Edgecombe, Rick P March 31, 2022, 12:04 a.m. UTC | #1
On Wed, 2022-03-30 at 15:56 -0700, Song Liu wrote:
> [1] 
> https://lore.kernel.org/lkml/5bd16e2c06a2df357400556c6ae01bb5d3c5c32a.camel@intel.com/

The issues I brought up around VM_FLUSH_RESET_PERMS are not fixed in
this series. And I think the solution I proposed is kind of wonky with
respect to hibernate. So I think maybe hibernate should be fixed to not
impose restrictions on the direct map, so the wonkiness is not needed.
But then this "fixes" series becomes quite extensive.

I wonder, why not just push the patch 1 here, then re-enable this thing
when it is all properly fixed up. It looked like your code could handle
the allocation not actually getting large pages.

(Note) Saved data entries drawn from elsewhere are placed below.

PR #3620, opened 2026-08-27
IIS: fix Content-Length formatting (correct printf specifier + full buffer size)

### LINKED ISSUE #3619: IIS: Content-Length header corrupted/truncated for large responses (wrong printf format + off-by-one buffer size)
## Summary
In `iis/mymodule.cpp`, `StringCchPrintfA` is used to build the `Content-Length` header value, but it has two defects that corrupt the header for large responses:

1. **Wrong format specifier for 64-bit value.** At the response path, `ulTotalLength` is a `ULONGLONG`, but it is printed with `"%d"` (which expects a 32-bit `int`). `printf` only reads the low 32 bits, so the resulting `Content-Length` is wrong whenever the response body exceeds ~2 GiB. The other two call sites format an `unsigned int` `length` with `"%d"` as well (should be `%u`).
2. **Off-by-one destination size.** `StringCchPrintfA`'s `cchDest` argument is passed as `sizeof(szLength)/sizeof(CHAR) - 1` (= 20). Since this argument must include the null terminator, the buffer can only hold 19 digits. A 64-bit value can be 20 decimal digits (e.g. `18446744073709551615`), so it is silently truncated / the call fails.

## Impact
When ModSecurity for IIS must synthesize the `Content-Length` header (the only-response, non-chunked case), a wrong value causes clients to hang or error because the body length does not match the advertised header.

## Affected locations (v2/master)
- `iis/mymodule.cpp:642` — `ulTotalLength` (ULONGLONG) -> `"%llu"`
- `iis/mymodule.cpp:1140` — `length` (unsigned int) -> `"%u"`
- `iis/mymodule.cpp:1228` — `length` (unsigned int) -> `"%u"`

All three should also pass the full buffer size `sizeof(szLength)/sizeof(CHAR)` (21) instead of `... - 1`.

## Suggested fix
```c
CHAR szLength[21]; // Max length for a 64-bit int is 20 digits + null
ZeroMemory(szLength, sizeof(szLength));

HRESULT hr = StringCchPrintfA(
    szLength,
    sizeof(szLength) / sizeof(CHAR), // includes null terminator
    "%llu",                          // ULONGLONG
    ulTotalLength);
```

A13501350:
## Summary
Fixes the `Content-Length` header value being corrupted/truncated in the IIS module when ModSecurity has to synthesize it (only-response, non-chunked case).

Two defects were fixed in `iis/mymodule.cpp`:
- `ulTotalLength` is a `ULONGLONG`, but was printed with `"%d"` (32-bit `int`). `printf` only consumed the low 32 bits, producing a wrong header for response bodies larger than ~2 GiB. Now uses `"%llu"`.
- The two other call sites format an `unsigned int` `length` with `"%d"`; changed to `"%u"`.
- `StringCchPrintfA`'s `cchDest` was passed as `sizeof(szLength)/sizeof(CHAR) - 1` (20), which can only hold 19 digits + null and would truncate a 20-digit 64-bit value. Now passes the full buffer size (21, which includes the null terminator).

## Fixes
Closes #3619

## Changed locations
- `iis/mymodule.cpp:644` — `ulTotalLength` (ULONGLONG) -> `"%llu"`
- `iis/mymodule.cpp:1142` — `length` (unsigned int) -> `"%u"`
- `iis/mymodule.cpp:1230` — `length` (unsigned int) -> `"%u"`

All three now pass `sizeof(szLength) / sizeof(CHAR)` as the destination size.

### DIFF
--- a/iis/mymodule.cpp
+++ b/iis/mymodule.cpp
@@ -639,9 +639,9 @@ CMyHttpModule::OnSendResponse(
 
          ZeroMemory(szLength, sizeof(szLength));
 
-         hr = StringCchPrintfA(
+          hr = StringCchPrintfA(
                     szLength, 
-                    sizeof(szLength) / sizeof(CHAR) - 1, "%d", 
+                    sizeof(szLength) / sizeof(CHAR), "%llu", 
                     ulTotalLength);
 
         if(FAILED(hr))
@@ -1139,7 +1139,7 @@ apr_status_t WriteBodyCallback(request_rec *r, char *buf, unsigned int length)
 
     HRESULT hr = StringCchPrintfA(
             szLength, 
-            sizeof(szLength) / sizeof(CHAR) - 1, "%d", 
+            sizeof(szLength) / sizeof(CHAR), "%u", 
             length);
 
     if(FAILED(hr))
@@ -1227,7 +1227,7 @@ apr_status_t WriteResponseCallback(request_rec *r, char *buf, unsigned int lengt
 
     HRESULT hr = StringCchPrintfA(
             szLength, 
-            sizeof(szLength) / sizeof(CHAR) - 1, "%d", 
+            sizeof(szLength) / sizeof(CHAR), "%u", 
             length);
 
     if(FAILED(hr))


airween:
Hi @A13501350,

thank you for this PR!

Could you check [SonarCloud](https://sonarcloud.io/project/issues?id=owasp-modsecurity_ModSecurity&open=AaBCXTyM2e7bGHf3GgaY&pullRequest=3620&s=IMPACT_RANK&sinceLeakPeriod=true&issueStatuses=OPEN%2CCONFIRMED&types=CODE_SMELL) issues, and consider to change the suggestions?

A13501350:
Hi @airween, thank you for the review. The warning is about legacy code, unrelated to this fix. I'd like to keep the change minimal; unless there's a large-scale refactoring in the future, fixing it now won't help.

airween:
> Hi @airween, thank you for the review. The warning is about legacy code, unrelated to this fix. I'd like to keep the change minimal; unless there's a large-scale refactoring in the future, fixing it now won't help.

Ah, sorry, now I see (I just saw the same commit hash on Sonar's page that you added on GH, but didn't realize you changed the other part in the line).

Sorry, I'll accept those issues.

PR #3639, opened 2026-09-20
fix: drop MDB_WRITEMAP to avoid LMDB freelist assertion crash

fzipi:
## Summary

The `macOS (with lmdb)` CI job fails deterministically on `test/test-cases/regression/action-expirevar.json` and `test/test-cases/regression/issue-1831.json` with:

```
mdb.c:3900: Assertion 'x <= dl[0].mid' failed in mdb_freelist_save()
```

This reproduces with a minimal standalone LMDB program with no ModSecurity code involved: a `get`/`del`/`put`/commit cycle on a key, interleaved with a read-only `get` and a delete-only commit, crashes `mdb_freelist_save()` when the environment is opened with `MDB_WRITEMAP`.

The failing assertion is in the `mt_loose_pgs`/dirty-list reconciliation loop inside `mdb_freelist_save()`, which only executes `if (txn->mt_flags & MDB_TXN_WRITEMAP)`. This guard is still present at the current tip of LMDB's own `mdb.RE/1.0` branch, so it is not fixed by upgrading LMDB.

Apple Silicon macOS uses a 16KB page size (`sysctl hw.pagesize`), versus 4KB on the Linux CI runners. The Linux `with lmdb` jobs use `liblmdb-dev` 0.9.24 from Ubuntu and pass; the macOS job installs whatever Homebrew's `lmdb` formula currently resolves to (1.0.2 at the time of this PR). The same C++ code path is exercised on both platforms; only the macOS job fails, consistently, across multiple runs and multiple unrelated commits on `v3/master`.

## Change

`src/collection/backend/lmdb.cc`: `mdb_env_open()` no longer passes `MDB_WRITEMAP`, only `MDB_NOSUBDIR`.

## Test plan

- [x] Reproduced the crash with a standalone LMDB C program (no ModSecurity involved), confirmed it disappears when `MDB_WRITEMAP` is removed from `mdb_env_open`, using the same environment (LMDB 1.0.2 via Homebrew, arm64 macOS).
- [x] Built `v3/master` plus this one-line change locally with `./configure --with-lmdb --enable-assertions=yes` and `make`.
- [x] `make check`: 5043 total, 5025 pass, 18 skip, 0 fail (previously 3 failures, all in the two files above, both LMDB-collection related).
- [x] Ran `action-expirevar.json` and `issue-1831.json` individually, all sub-tests pass.

## Summary by CodeRabbit

- **Bug Fixes**
  - Updated database access behavior to open LMDB files without write-map semantics, improving compatibility with environments where memory-mapped writes are unavailable.


airween (approved):
LGTM, thank you!

airween:
Thank you, @fzipi!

Another solution that would keep large pages but still need fixing up
later: Just don't use VM_FLUSH_RESET_PERMS for now. Call
set_memory_nx() and then set_memory_rw() on the module space address
before vfree(). This will clean up everything that's needed with
respect to direct map permissions. Have vmalloc warn if is sees
VM_FLUSH_RESET_PERMS and huge pages together.
Song Liu March 31, 2022, 12:46 a.m. UTC | #2
> On Mar 30, 2022, at 5:04 PM, Edgecombe, Rick P <rick.p.edgecombe@intel.com> wrote:
> 
> On Wed, 2022-03-30 at 15:56 -0700, Song Liu wrote:
>> [1] 
>> https://lore.kernel.org/lkml/5bd16e2c06a2df357400556c6ae01bb5d3c5c32a.camel@intel.com/
> 
> The issues I brought up around VM_FLUSH_RESET_PERMS are not fixed in
> this series. And I think the solution I proposed is kind of wonky with
> respect to hibernate. So I think maybe hibernate should be fixed to not
> impose restrictions on the direct map, so the wonkiness is not needed.
> But then this "fixes" series becomes quite extensive.
> 
> I wonder, why not just push the patch 1 here, then re-enable this thing
> when it is all properly fixed up. It looked like your code could handle
> the allocation not actually getting large pages.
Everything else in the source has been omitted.